EXERCISE DESCRIPTION: Set down exactly the lines of the records from the top to the line containing "(ie project/snapshot/settings updates)."; include both.

DATA EXCERPTS:

PR #13, opened 2022-06-17
Fix engines dependency

flecoufle:
minimum requirement engines is >= 14
but in coherence with the platfrom >=16


hardillb (approved):

hardillb:
Thanks for this, it makes sense

PR #22, opened 2022-07-22
Add MQTT connectivity support

knolleary:
This PR adds MQTT support to the device agent.

In the old code, the agent consisted of a Pinger class that was responsible for regularly checking in with the platform to see what it should be doing. This class kept the process alive.

This PR has refactored the structure of the device agent:

 - `Agent` - this is the heart of the agent. It has a function that can be used to update the state of the agent (ie project/snapshot/settings updates).
 - The agent then creates an `HTTPClient` used to retrieve snapshots/settings when needed.
 - If an MQTT configuration is provided, it also creates an `MQTTClient` object that does the necessary connecting and subscribing.
 - If no MQTT config is provided, the `HTTPClient` is told to start polling the platform for updates
 - When either the HTTPClient or MQTTClient determines a change in config is needed, they notify the Agent.

This model makes it easier to test the core update logic of the Agent without needing to setup test brokers or http servers.

This PR requires https://github.com/flowforge/flowforge/pull/706 on the platform side.

To enable the MQTT feature, the following options must be added to `device.yml`:

MQTT options   | Description
---------------|---------------
`brokerURL`      | The url for the platform broker
`brokerUsername` | The username to connect with - `device:<teamId>:<deviceId>`
`brokerPassword` | The password to connect with


knolleary:
This is good for reviewing.

Have tested against staging deploy - all working as expected.

hardillb (approved):

PR #28, opened 2022-08-12
Clean up .config.nodes.json

### LINKED ISSUE #27: Changing project on device doesn't remove old modules
### Current Behavior

When I change the project that my device is running and deploy a new snapshot for that project Node-RED still picks up and tries to install modules from the previous project.
I think this is due to `/opt/flowforge-device/project/node_modules` not being wiped.

### Expected Behavior

Deploying a new snapshot should result in a clean install of only the modules in the snapshpot

### Steps To Reproduce

Build project with a custom node.
Deploy to device,

Build new project without custom node.
Deploy to device.

Original custom node is still started.

### Environment

- FlowForge version: 0.8.0
- Agent 0.2.0
- Node.js version: 16.16
- npm version:
- Platform/OS:
- Browser:

hardillb:
If we don't remove these files then Node-RED will try and reinstall old nodes when snapshot changes

fixes #27

### DIFF
--- a/lib/launcher.js
+++ b/lib/launcher.js
@@ -43,6 +43,8 @@ class Launcher {
         const packageJSON = JSON.parse(JSON.stringify(packageJSONTemplate))
         packageJSON.dependencies = JSON.parse(JSON.stringify(this.snapshot.modules))
         await fs.writeFile(this.files.packageJSON, JSON.stringify(packageJSON, ' ', 2))
+        await fs.unlink(path.join(this.projectDir, '.config.nodes.json'))
+        await fs.unlink(path.join(this.projectDir, '.config.nodes.json.backup'))
     }
 
     async installDependencies () {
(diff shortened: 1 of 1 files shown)


lib/launcher.js
```diff
@@ -43,6 +43,8 @@ class Launcher {
         const packageJSON = JSON.parse(JSON.stringify(packageJSONTemplate))
         packageJSON.dependencies = JSON.parse(JSON.stringify(this.snapshot.modules))
         await fs.writeFile(this.files.packageJSON, JSON.stringify(packageJSON, ' ', 2))
+        await fs.unlink(path.join(this.projectDir, '.config.nodes.json'))
+        await fs.unlink(path.join(this.projectDir, '.config.nodes.json.backup'))
```
knolleary, line 47: May be better to use `fs.rm( path, { recursive: true } )` so it copes with them files not existing.

hardillb: Update pushed, I think it should be `{ force: true }` not `{ recursive: true }`

sammachin (approved):

PR #35, opened 2022-10-13
add jitter to mqtt and http checkin

### LINKED ISSUE #23: Add jitter to timings to avoid connection/publish storms
There are a number of actions the agent takes in response to events that cause it to ping the platform. For a single device that's fine. But at scale, that can cause problems.

We should introduce some variance to those timings to avoid the platform being overloaded by requests.

Scenarios that need considering:

 - When a new active snapshot is set, the platform publishes to all devices. In response, all devices make an HTTP request to get the new snapshot.
 - When the device successfully connects to the broker, it publishes an initial check-in
 - ... there may be more...
 - The regular heartbeat ping (both mqtt and http) should include some variance - eg +/- 10 seconds

Steve-Mcl:
fixes #23 

NOTES...

A new local class `IntervalJitter` was made to keep the logic changes in the main src to a minimum. By that I mean something capable of having an initial (lower) jittered delay (for 1st checkin) and then stable jitter centered around the desired "interval" +- jitter
 
Introducing jitter was surprisingly more difficult than I first envisioned - nothing in NPM suited my needs.  The majority of examples use this **nested timeout** pattern...
```js
    start () {
        this.stopped = false
        const runner = () => {
            // Stop if this jitter was stopped.
            if (this.stopped) { return }
            const interval = addJitter(this.#min, this.#max)
            this.intervalTimer = setTimeout(() => {
                if (this.stopped) { return }
                this.#callback && this.#callback(this)
                this.#loopTimer = setTimeout(runner, 1)  // << **** nested timeout ****
            }, interval)
        }
        runner()
    }
``` 

Where every call ends up adding to the stack and over the course of time, the delay is never centered around the set "interval" delay.  In tests, most aproaches around the web and in npm end up miles off course.

The included solution uses a unique pattern to avoid this.

For example, the below code ...
```js
const j1 = new IntervalJitter()
const timings = []
let first = true
j1.on('started', () => {
    console.log('started')
})
j1.on('interval', (t) => {
    if(!first) { timings.push(t) }
    console.log(`j1 @ ${t}ms`)
    first = false 
})
j1.on('stopped', () => {
    console.log('stopped')
    console.log('Minimum delay :', Math.min(...timings))
    console.log('Maximum delay :', Math.max(...timings))
    console.log('Average delay :', timings.reduce( ( a, b ) => a + b, 0 ) / timings.length)
    console.log('Total delay   :', timings.reduce((a, b) => a + b, 0))
})
j1.start({interval: 1000, jitter: 200, firstInterval: 10, firstJitter: 100})
setTimeout(() => {  j1.stop() }, 10100)
```

results in a jitter centered firmly around the desired "interval" **without** filling the stack with nested `setTimeouts`...
```log
started
j1 @ 18ms    << first delay is between 10 ~ 100ms as required
j1 @ 1007ms
j1 @ 1119ms
j1 @ 1062ms
j1 @ 1001ms
j1 @ 965ms
j1 @ 1033ms
j1 @ 920ms
j1 @ 1058ms
j1 @ 965ms
j1 @ 887ms   << subsequent delays all hover around 1000ms as requested
stopped
Minimum delay : 887ms
Maximum delay : 1119ms
Average delay : 1001.7ms
Total delay   : 10017ms
```

And the result of `interval: 50`, `jitter: 50` over 10 secs ...

```log
Minimum delay : 3
Maximum delay : 97
Average delay : 50.43434343434343
Total delay   : 9986
```

### DIFF
--- a/lib/IntervalJitter.js
+++ b/lib/IntervalJitter.js
@@ -1,0 +1,99 @@
+const EventEmitter = require('events');
+/**
+ * An interval timer with jitter
+ * @example
+ * const j1 = new IntervalJitter()
+ * j1.start({interval: 1000, jitter: 100}, (t) => { console.log(`hello j1, this was delayed ${t}ms`) })
+ * setTimeout(() => { j1.stop() }, 5000)
+ * @example
+ * const j2 = new IntervalJitter()
+ * j2.on('interval', (t) => { console.log(`hello j2, this was delayed ${t}ms`) })
+ * j2.on('started', () => { console.log('j2 started') })
+ * j2.on('stopped', () => { console.log('j2 stopped') })
+ * // Start with initial "interval" firing at somewhere between 0 ~ 500ms
+ * // After that, fire somewhere between 900 ~ 1100ms
+ * j2.start({interval: 1000, jitter: 200, firstInterval: 0, firstJitter: 500})
+ * setTimeout(() => { j2.stop() }, 5000)
+ */
+class IntervalJitter extends EventEmitter {
+    constructor () {
+        super()
+        this.interval = 1000
+        this.jitter = 1000
+        this.firstInterval = null
+        this.firstJitter = null
+        this.callback = null
+        this.#init()
+    }
+    #stopped = true
+    #initTimer
+    #intervalTimer
+    #jitterTimer
+    #init() {
+        const self = this
+        self.on('internal:start1', (interval, jitter) => {
+            self.emit('started')
+            let firstDelay = interval + IntervalJitter.calculateJitter(jitter)
+            self.#initTimer = setTimeout(() => {
+                if (self.#stopped) { return }
+                self.callback && self.callback.call(this, firstDelay)
+                self.emit('interval', firstDelay)
+                self.lastTime = Date.now()
+                self.emit('internal:start2', self.interval, self.jitter)
+            }, firstDelay)
+        })
+        self.on('internal:start2', (interval, jitter) => {
+            if (self.#stopped) { return }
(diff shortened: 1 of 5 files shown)


knolleary:
Can you update the readme with details of the default jitter behaviour and how it can be configured?

Steve-Mcl:
> Can you update the readme with details of the default jitter behaviour and how it can be configured?

Hi Nick, do you mean the parent issue #23 or some other readme?

knolleary:
I mean the repo readme: https://github.com/flowforge/flowforge-device-agent/blob/main/README.md

If the jitter adds a new config option, it needs to be documented.

Steve-Mcl:
> Can you update the readme with details of the default jitter behaviour and how it can be configured?

Resolved in [cc403fb](https://github.com/flowforge/flowforge-device-agent/pull/35/commits/cc403fb4710a924ef477bb5636c8f76ae493879b)

knolleary (approved):

lib/IntervalJitter.js
```diff
@@ -0,0 +1,99 @@
...
+    constructor () {
+        super()
+        this.interval = 1000
+        this.jitter = 1000
+        this.firstInterval = null
+        this.firstJitter = null
+        this.callback = null
+        this.#init()
+    }
+    #stopped = true
```
knolleary, line 28: If you are going to use private class members you'll need to update `ecmaVersion` to `latest` in `.eslintrc`

knolleary (changes requested):

knolleary (approved):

WRITTEN ANSWER:
PR #13, opened 2022-06-17
Fix engines dependency

flecoufle:
minimum requirement engines is >= 14
but in coherence with the platfrom >=16


hardillb (approved):

hardillb:
Thanks for this, it makes sense

PR #22, opened 2022-07-22
Add MQTT connectivity support

knolleary:
This PR adds MQTT support to the device agent.

In the old code, the agent consisted of a Pinger class that was responsible for regularly checking in with the platform to see what it should be doing. This class kept the process alive.

This PR has refactored the structure of the device agent:

 - `Agent` - this is the heart of the agent. It has a function that can be used to update the state of the agent (ie project/snapshot/settings updates).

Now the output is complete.